As he presided over Muslim festivals and holy days, he ordered the establishment of religious schools, arranging marriages between the French army and Muslim women after their conversion and learning the oriental culture. Many argue this was an attempt to fulfill the spiritual void that Jacobin libertines created by purging Christianity out of France. Others believed it was a political stunt to win hearts of the conquered. Juan Cole mentions that Napoleon’s admiration of Prophet ﷺwas genuine. He could gain very little from entangling himself into something would pay little materially. His army was far more advanced in war making and Ottoman hold of Egypt was already ceremonial. English had already colonized places far away without converting to the host’s religion. There is little to doubt his sincere conversion to Islam. Newspapers in France and England both know this. While English hid the fact at times and painted it as Franco-Ottoman ruse against English supremacy at others, it didn’t lead to an academic understanding of another religion. On the contrary, the publicity in English newspapers incited a crusade against Islam by subsequent translation and dissemination of this in other European countries.

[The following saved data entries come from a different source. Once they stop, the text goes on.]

PR #15194, opened 2021-08-10
Add new plugin api properties to entity, ride and park

Basssiiie:
Hey all,

On the side I've been experimenting with a new plugin that helps users figure out what impacts their park rating. The added properties are all related to calculating the park rating, though I've made a few settable as well (which might be useful for other plugin developers).

The changes:
1. Added `isInPark`, `isLost` and `lostCountdown` properties to `Guest`.
2. Added `downtime` property to `Ride`.
3. Added `casualtyPenalty` to `Park`.
4. Added overload to `getAllEntities` for `Car` and `Litter` since these interfaces exist too.
5. Auto-formatted `openrct2.d.ts` according to the rules in the project, which changed some incorrect whitespace too.
6. Updated my contribution description in `contributers.md` because someone mentioned `Misc.` is too plain and boring. 😛 
7. Incremented the plugin api version and added a changelog.

Love to hear if there's any feedback. 😄 If I should split the changes into multiple PR's, please let me know.

### DIFF
--- a/src/openrct2/scripting/ScRide.hpp
+++ b/src/openrct2/scripting/ScRide.hpp
@@ -642,6 +642,12 @@ namespace OpenRCT2::Scripting
             }
         }
 
+        uint8_t downtime_get() const
+        {
+            auto ride = GetRide();
+            return ride != nullptr ? ride->downtime : 0;
+        }
+
         Ride* GetRide() const
         {
             return get_ride(_rideId);
@@ -681,6 +687,7 @@ namespace OpenRCT2::Scripting
             dukglue_register_property(
                 ctx, &ScRide::inspectionInterval_get, &ScRide::inspectionInterval_set, "inspectionInterval");
             dukglue_register_property(ctx, &ScRide::value_get, &ScRide::value_set, "value");
+            dukglue_register_property(ctx, &ScRide::downtime_get, nullptr, "downtime");
         }
     };
 } // namespace OpenRCT2::Scripting
--- a/contributors.md
+++ b/contributors.md
@@ -91,7 +91,7 @@ The following people are not part of the development team, but have been contrib
 * Jim Verheijde (Jimver) - Make handymen less likely to get stuck in queue lines, misc.
 * Helio Batimarqui (batimarqui) - Misc.
 * Keith Stellyes (keithstellyes) - Misc.
-* Bas Cantrijn (Basssiiie) - Misc.
+* Bas Cantrijn (Basssiiie) - Various plugin additions, misc.
 * Adrian Zdanowicz (CookiePLMonster) - Misc.
 * Andrew Pratt (andrewpratt64) - Added api hook for vehicle crashes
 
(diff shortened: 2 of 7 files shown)


src/openrct2/scripting/ScRide.hpp
```diff
@@ -642,6 +641,21 @@ namespace OpenRCT2::Scripting
...
+            auto ride = GetRide();
+            return ride != nullptr ? ride->downtime : 0;
+        }
+        void downtime_set(uint8_t value)
+        {
+            ThrowIfGameStateNotMutable();
+            auto ride = GetRide();
+            if (ride != nullptr)
+            {
+                ride->downtime = std::min<uint8_t>(value, 100);
```
Broxzier, line 655: This value will be overwritten the next time `ride_breakdown_update` calculates its percentage based on the downtime history. Exposing the history to plugins and allowing modifications instead of setting a value that gets recalculated would be preferable.

IntelOrca: @Basssiiie not all properties need to have setters, or at least they could be added later if it isn't important right now.

Basssiiie: Ah didn't realize that it gets overridden. I'll remove this setter.

Broxzier:
> Auto-formatted openrct2.d.ts according to the rules in the project, which changed some incorrect whitespace too.

What did you use for this?

> If I should split the changes into multiple PR's, please let me know.

While it is nice to have each commit only make one change (one adding new fields, another fixing white space, etc.), it's fine to have them squashed for overseeable PRs like this one.

Basssiiie:
> What did you use for this?

@Broxzier Visual Studio's auto-format (Edit->Advanced->Format Document). If I'm not mistaken it takes the rules of the `.editorconfig` in the root of the project.

I always do this before I make a PR here, because I had CI failing on me before on code formatting in C++ files. :)

src/openrct2/scripting/ScRide.hpp
```diff
@@ -624,7 +624,6 @@ namespace OpenRCT2::Scripting
             }
             return ToDuk(ctx, nullptr);
         }
-
```
Gymnasiast, line 627: Restore this line.

Gymnasiast (approved):
I have _one_ little request (see the line note).

src/openrct2/scripting/ScRide.hpp
Basssiiie: @Gymnasiast Sure. The files are a bit inconsistent though, some getters and setters have no empty line separating them, some do. I removed this one because at first I though this one was the only inconsistent one, but I'm seeing more now.

But if you want it back I can add it back. :)

Broxzier: Other properties have no empty line between the getters and setters, probably done on purpose. This change makes the value property more consistent with the rest.

PR #15205, opened 2021-08-11
Fix #15184: Crash when hovering over water types in Object Selection

### LINKED ISSUE #15184: Crash when hovering over water types in scenario editor
**OS:** Kubuntu linux 20.04
**Version:** 0.3.4.1
**Commit/Build:** unknown, see #12909 

I can select any type of water I want, but if I hover the mouse over them too much, they'll crash.

Unnamed park 2021-08-07 15-15-56
This screen.

If I move the mouse over the water types, the game crashes.

**Steps to reproduce:**
1. Open the scenario editor to the object selection stage
2. Go to the water types tab
3. Repeatedly move the mouse over the list. I usually get a crash with less than 10 times moving the mouse up and down the list.

Gymnasiast:


src/openrct2/drawing/Image.cpp
```diff
@@ -164,8 +164,10 @@ static void FreeImageList(uint32_t baseImageId, uint32_t count)
     Guard::Assert(baseImageId >= BASE_IMAGE_ID, GUARD_LINE);
 
 #ifdef DEBUG
-    bool contains = AllocatedListRemove(baseImageId, count);
-    Guard::Assert(contains, GUARD_LINE);
+    if (!AllocatedListRemove(baseImageId, count))
+    {
+        log_error("Cannot unload %d items from offset %d", count, baseImageId);
```
janisozaur, line 169:
```suggestion
        log_error("Cannot unload %u items from offset %u", count, baseImageId);
```

janisozaur (changes requested):

src/openrct2/drawing/Image.cpp
```diff
@@ -164,8 +164,10 @@ static void FreeImageList(uint32_t baseImageId, uint32_t count)
     Guard::Assert(baseImageId >= BASE_IMAGE_ID, GUARD_LINE);
 
 #ifdef DEBUG
```
janisozaur, line 166: That's also silly to do, as it is often defined - check for the value instead

Broxzier: `DEBUG` and `NDEBUG` are often defined with no value, using `defined(...)` or `ifdef` is fine. The values are never checked anywhere else in our codebase.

Napoleon’s return to France was a new era in French history. Napoleon’s Code had not Islamic influence and republicanism but also his internal world had been shaken by the new found truth. Bit by bit he’d use his new learning to ascend in his career. He carried the day at Austerlitz, married Marie Louise and debilitated in the Russian campaign. He got surrounded by enemies, got defeated and abdicated. He was exiled to Elba only to spent some time trying to convince himself of an ordinary life. Failing to do so, he escaped, rallied the troops and become the ruler again. This fall and the subsequent rise is remarkable in its own rite. His long political life, however, was on a short leash. Waterloo became his decisive loss. This time, British took no risk and exiled him to the remotest island in South America, Saint Helena. Heavily guarded island with ships on patrol around it, this had to be his resting place forever. It is here that he confided his long conversations with General Gourgand, his lifelong companion. Before he breathed his last Ali Bonaparte said “The Mohammedan religion is the finest of all.”